Buffers/queues overflow problem

Gordon.Fr Posts: 4

April 2014 in AMX Technical Discussion

Hello everybody!

We have faced very complicated problem with AMX controllers and iPads... To describe it I'll post here my letters to AMX and TPControl. If you have any ideas or any guess, we will appreciate of any help...

Hello, AMX team!

We need your help and assistance to resolve a very complicated issue we had faced.

It is very important for us to find any decision as soon as it possible... We've got red deadline from our customer at the beginning of the next week... So we would appreciate any help.

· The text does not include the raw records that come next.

PR #773, opened 2024-11-16
Use eval_type_backport on Python 3.9 if it's installed to resolve `int | None` etc.

### LINKED ISSUE #771: Backport type annotation syntax support for older python versions
Pydantic handles this via https://github.com/alexmojaki/eval_type_backport -- is there any appetite for doing the same in msgspec? Happy to PR it if that it'd be supported.

_Originally posted by @ashb in https://github.com/jcrist/msgspec/issues/737#issuecomment-2470956504_

ashb:
This uses the same module that pydantic does, and it allows people to use the
new pipe syntax if they have to support Python3.9 too -- very useful for
libraries.

(Also it works better with many type checkers which seem to mistakenly think
that with `from __future__ import annotations` means `int| None` will work,
but it doesn't out of the box.)

Fixes #771

### DIFF
--- a/.github/workflows/ci.yml
+++ b/.github/workflows/ci.yml
@@ -78,7 +78,7 @@ jobs:
         os: [ubuntu-latest, macos-13, windows-latest]
 
     env:
-      CIBW_TEST_REQUIRES: "pytest msgpack pyyaml tomli tomli_w"
+      CIBW_TEST_EXTRAS: "test"
       CIBW_TEST_COMMAND: "pytest {project}/tests"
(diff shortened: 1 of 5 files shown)


ashb:
@jcrist PTAL. I've put in a place for making it installed or not, but didn't do anything in this PR to run it with or without this.

Let me know if you'd like the structure something else too. Or I'm more than happy for you to push changes to my fork too.

ashb:
(I thought about adding the test for this in test_common with a decoder, but this seemed to be more directly testing the code)

jcrist:
Thanks for the PR (and your patience here), this is in!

We've got 15+ systems, cascade topology, 10 iPads. Our system works fine for few days, then it becomes unstable:
Some masters can loosing their M2M connections, e.g.:
(
Line 49 (06:59:50):: ICSPTCPRx14::CloseSocket: Closing Socket
Line 50 (07:00:14):: CICSPTCP Rx connection to 192.168.19.20 has been closed locally or by peer
),
some of them can start loosing and finding their iPads (online/ offline events at diag. repeats one by one continuously), some of them can miss events (pushes, Ons/Offs, etc.).

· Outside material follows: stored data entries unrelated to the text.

PR #780, opened 2024-12-05
Cover conversion to/from builtins in usage docs

### LINKED ISSUE #778: `asdict` should respect `omit_defaults`
### Description

(I'm not sure if this is a bug report or a feature request, so I opted for a feature request in case the current behaviour is intentional)

I am using `msgspec` to help communicate with a server where a boolean field can be set to `None` in the data model not because `null` is a valid value, but because it is permitted to omit the key entirely. The relevant struct has `omit_defaults=True` set accordingly.

However, `msgspec` isn't handling the full message serialisation (`httpx` is doing that), so I attempted to use `asdict` to generate the message spec portion of the message.

This failed, as `asdict` includes all fields, without paying attention to `omit_defaults`.

ncoghlan:
Also clarify differences between `to_builtins` and `asdict`.

Closes #778


ncoghlan:
Likely worth linking to https://github.com/jcrist/msgspec/blob/main/docs/source/converters.rst from the new subsection, since that goes into more detail on how `to_builtins` and `convert` relate to each other.

PR #785, opened 2024-12-19
chore(build): updated Github CI Actions

cofin:
@jcrist, in my recent testing with Python 3.13, msgspec, and Litestar, I found myself needing binary wheels to speed things up.

There were a few GH actions that have implemented breaking changes, and this PR has the minor updates required to publish releases.


jcrist (approved):
Thanks!

PR #796, opened 2025-01-07
Add forbid_unknown_fields as optional bool argument to all decoders.

eamartin:
When forbid_unknown_fields is True, then errors are raised for unknown
fields on all Structs, dataclasses, and TypedDicts.

When forbid_unknown_fields is False, then errors for unknown fields
are only raised on Structs defined with forbid_unknown_fields=True.


dhirschfeld:
This would be very useful!

I'm just now running into a situation where I want to ignore unknown fields when calling `msgspec.convert` to create a `Struct` which has been defined with `forbid_unknown_fields=True`.

return42:
@jcrist do you see a chance, we get this useful feature merged into one of the next releases?

update: sorry for the noise / to late I have seen, we already have [`forbid_unknown_fields=True`](https://jcristharif.com/msgspec/structs.html#forbidding-unknown-fields) in the `msgspec.Struct`.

There is no any known sequence which could lead to such unfortunate behavior. We had spent a lot of time watching the system, trying to recreate the problem, and to localize it. Here are some of our observations:

We have found out, that while somebody uses the system show max buffers-> Grand Total grows. And when nobody uses it Grand Total stand still.
We have found out, that when the system is crashed - one of the queues is overflowed (it could be Interpretter, Device mgr, or IpCon mgr) and Grand Total often is more than ~ 4000 - 5000
We have found out that these buffers grow mostly in case of iPad reconnection to master. There are couple wifi access points across the house and when iPad switches between them, it reconnects to its master controller
We have found out, that reboot from netlinx for only those 'overflowed' controllers makes better for a short time, and after that buffers overflowed again.
We have found out that iPads sometimes get frozen. Even iOS could gets frozen. The best decision in such cases is to reboot the iPad (Home+Power button), but in most cases only restarting of TPControl helps.
We have found out that power reboot for all controllers and all ipads(!) makes system 'fresh' so it would work for another couple of days.

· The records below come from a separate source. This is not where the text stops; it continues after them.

PR #810, opened 2025-02-04
Python 3.14: Call __annotate__ on type objects to get annotations

hroncok:
Fixes https://github.com/jcrist/msgspec/issues/795

### DIFF
--- a/msgspec/_utils.py
+++ b/msgspec/_utils.py
@@ -149,7 +149,12 @@ def get_class_annotations(obj):
         cls_locals = dict(vars(cls))
         cls_globals = getattr(sys.modules.get(cls.__module__, None), "__dict__", {})
 
-        ann = cls.__dict__.get("__annotations__", {})
+        if "__annotations__" in cls.__dict__:
+            ann = cls.__dict__["__annotations__"]
+        elif "__annotate__" in cls.__dict__:
+            ann = cls.__dict__["__annotate__"](1)  # annotationlib.Format.VALUE
+        else:
+            ann = {}
         for name, value in ann.items():
             if name in hints:
                 continue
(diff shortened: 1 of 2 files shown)


edgarrmondragon:
This fix works on 3.14.0a6 👍

edgarrmondragon:
> This fix works on 3.14.0a6 👍

But it doesn't on 3.14.0b1 😅

hroncok:
I was thinking that maybe the solution is to reverse the order (aka look into `__annotate__` first), but it makes no difference.

hroncok:
@JelleZijlstra sorry for bothering you directly, but do you by chance know how to fix this code? I mostly contributed this by trial and error and it no longer works with 3.14.0b1. Thanks.

msgspec/_utils.py
```diff
@@ -149,7 +149,12 @@ def get_class_annotations(obj):
         cls_locals = dict(vars(cls))
         cls_globals = getattr(sys.modules.get(cls.__module__, None), "__dict__", {})
 
-        ann = cls.__dict__.get("__annotations__", {})
```
JelleZijlstra, line 152: This should just use `inspect.get_annotations(cls)` which will work on all versions.

You may want to use the FORWARDREF format on 3.14 to support classes with annotations that cannot be fully evaluated. I don't know if that's a design goal for this function.

JelleZijlstra:
Retrieving `__annotations__` and `__annotate__` directly from a class namespace is not supported; use https://docs.python.org/3.14/library/annotationlib.html#annotationlib.get_annotate_from_class_namespace instead.

I realize the code where this happens is in C so what I say might not be straightforward though. Would it be OK for the C code to import `annotationlib`?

Thus we have some guess about reasons of such behavior.
1. We think that this problem is caused by communication between the iPads and controllers
2. We think that there is some kind of memory leakage at the moment of iPad to Master reconnection
3. We think that the size of TPdesigner project somehow connects to this problem.

We are relying on your help and expertise.

Tech Information

NI3100 firmware 4.1.404 / 1.3.10
NI700 firmware 3.6.453 / 1.3.10
Netlix Firmware 3.3.1.525
TpControl, TpTransfer, iOS - the latest

iPad GUI consists of 40 static pages and 344 popup pages. GUI Project size is 33,901 Mb
iPads connected only to NI3100 masters

see some logs attached

NI3100 systems: 3,6,8,11,12,13,14,17,18,19,20
NI4100 systems: 15
NI700 systems: 2,5,9,10

In logs you could see
1. Logs right after reboot, before any of ipads is turned on
2. Logs after some tests provided with iPad 10707 (this iPad is connected to system 20)
3. Logs after some more tests provided with iPad 10707 and iPad 10705 (this iPad is connected to system 19)
NOTE: Pay attention on ‘show max buffers’ for .19 and .20
We will send additional logs after next steps of tests...
---

Thank you very much.

Sincerely,
Vadim ...
Programmer ...

Hello, TPControl team!

We've got AMX based system with 15+ controllers. Also we have 10 iPads to control it. TPDesign project consists of 40 static pages and 344 popup pages. Project is 33,901 Mb weight.

The problem is that all works fine, but after couple of hours of testing the system, TPControl starts going wrong:

textures, buttons or backgrounds could disappear, some of them could become transparent, and finally it gets frozen completely, sometimes making even iOS unresponsible on button press. sometimes iOS's desktop becomes 'invisible' - all icons disappear. The only way in these cases is to hard reboot the iPad pressing Home+Power button.

The second problem is that we have tried to recreate this situation on the standalone controller with 1 iPad... and we have failed...

The third problem is that we've got controllers with overflowing queues. And it looks like this overflowing somehow correlates with TPControl malfunction. It seems, like malfunctioning iPad somehow feeding the system with some kind of wrong data...

I have to note that we have failed to find any sequence to recreate the crash. It seems that there is no any specific sequence. It looks like TPControl crashes after some kind of 'total amount of use'.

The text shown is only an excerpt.